▶ _GOAL OF THE EXERCISE_: State how many lines below hold the word "count". Give that number and no other text.

_ _ _ _ _ _ _

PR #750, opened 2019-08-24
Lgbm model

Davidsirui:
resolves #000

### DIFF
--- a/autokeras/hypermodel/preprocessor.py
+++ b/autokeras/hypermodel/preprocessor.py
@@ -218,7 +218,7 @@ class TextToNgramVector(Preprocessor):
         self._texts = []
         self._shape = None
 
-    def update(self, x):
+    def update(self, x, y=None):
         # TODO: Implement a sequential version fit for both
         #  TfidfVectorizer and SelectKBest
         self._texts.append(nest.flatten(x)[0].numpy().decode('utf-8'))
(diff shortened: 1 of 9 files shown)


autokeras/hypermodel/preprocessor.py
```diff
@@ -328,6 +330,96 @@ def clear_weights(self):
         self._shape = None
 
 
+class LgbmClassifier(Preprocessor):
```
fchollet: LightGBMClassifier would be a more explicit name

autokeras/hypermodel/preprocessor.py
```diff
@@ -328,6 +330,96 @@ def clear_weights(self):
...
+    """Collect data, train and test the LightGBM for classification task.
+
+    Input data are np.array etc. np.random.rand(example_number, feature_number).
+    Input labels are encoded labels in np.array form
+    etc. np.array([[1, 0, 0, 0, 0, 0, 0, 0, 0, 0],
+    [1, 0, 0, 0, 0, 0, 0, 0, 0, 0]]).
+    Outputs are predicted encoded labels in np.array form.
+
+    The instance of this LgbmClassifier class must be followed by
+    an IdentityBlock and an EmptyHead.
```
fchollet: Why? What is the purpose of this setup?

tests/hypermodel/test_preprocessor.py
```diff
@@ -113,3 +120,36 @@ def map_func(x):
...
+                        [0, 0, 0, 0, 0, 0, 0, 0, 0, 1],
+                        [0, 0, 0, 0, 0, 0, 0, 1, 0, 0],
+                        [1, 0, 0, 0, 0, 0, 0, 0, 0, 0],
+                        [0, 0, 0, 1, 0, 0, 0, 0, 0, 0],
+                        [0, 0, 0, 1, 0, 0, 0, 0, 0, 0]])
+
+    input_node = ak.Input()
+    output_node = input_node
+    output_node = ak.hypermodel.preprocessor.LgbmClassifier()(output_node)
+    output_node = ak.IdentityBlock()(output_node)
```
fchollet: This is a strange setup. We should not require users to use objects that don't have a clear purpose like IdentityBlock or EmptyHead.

_ _ _ _ _ _ _

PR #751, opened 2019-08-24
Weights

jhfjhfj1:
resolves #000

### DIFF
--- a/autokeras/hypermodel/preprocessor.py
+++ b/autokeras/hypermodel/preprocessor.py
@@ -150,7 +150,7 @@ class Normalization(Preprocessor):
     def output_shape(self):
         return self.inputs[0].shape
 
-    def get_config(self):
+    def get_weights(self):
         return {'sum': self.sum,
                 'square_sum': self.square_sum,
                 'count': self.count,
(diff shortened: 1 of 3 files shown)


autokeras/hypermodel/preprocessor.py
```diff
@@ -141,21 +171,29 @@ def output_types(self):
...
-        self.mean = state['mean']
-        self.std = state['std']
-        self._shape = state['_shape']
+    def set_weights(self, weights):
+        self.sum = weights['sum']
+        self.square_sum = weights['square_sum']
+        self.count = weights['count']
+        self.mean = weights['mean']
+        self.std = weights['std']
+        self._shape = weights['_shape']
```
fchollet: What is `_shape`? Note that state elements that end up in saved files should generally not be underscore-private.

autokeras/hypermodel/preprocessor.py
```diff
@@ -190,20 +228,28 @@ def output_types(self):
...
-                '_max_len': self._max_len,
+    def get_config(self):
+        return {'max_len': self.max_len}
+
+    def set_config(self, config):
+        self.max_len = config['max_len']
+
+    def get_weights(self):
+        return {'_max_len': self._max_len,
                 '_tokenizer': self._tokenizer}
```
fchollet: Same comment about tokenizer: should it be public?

_ _ _ _ _ _ _

▶ _ANSWER TO THIS PROBLEM_: 2